### Instructions to follow
The answer is the complete listing below, written out again exactly.

### Provided material
= = = = = = =

PR #177, opened 2020-06-19
Improve quoted string flexibility

Himura2la:
We use this library to update files, which are also updated by another (YamlDotNet) library, and we have quoting style not in sync, which generates useless changes. I added an option to choose the default quoting style, and also tried to avoid escaped single quotes within string content.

= = = = = = =

### Solved exercise
PR #177, opened 2020-06-19
Improve quoted string flexibility

Himura2la:
We use this library to update files, which are also updated by another (YamlDotNet) library, and we have quoting style not in sync, which generates useless changes. I added an option to choose the default quoting style, and also tried to avoid escaped single quotes within string content.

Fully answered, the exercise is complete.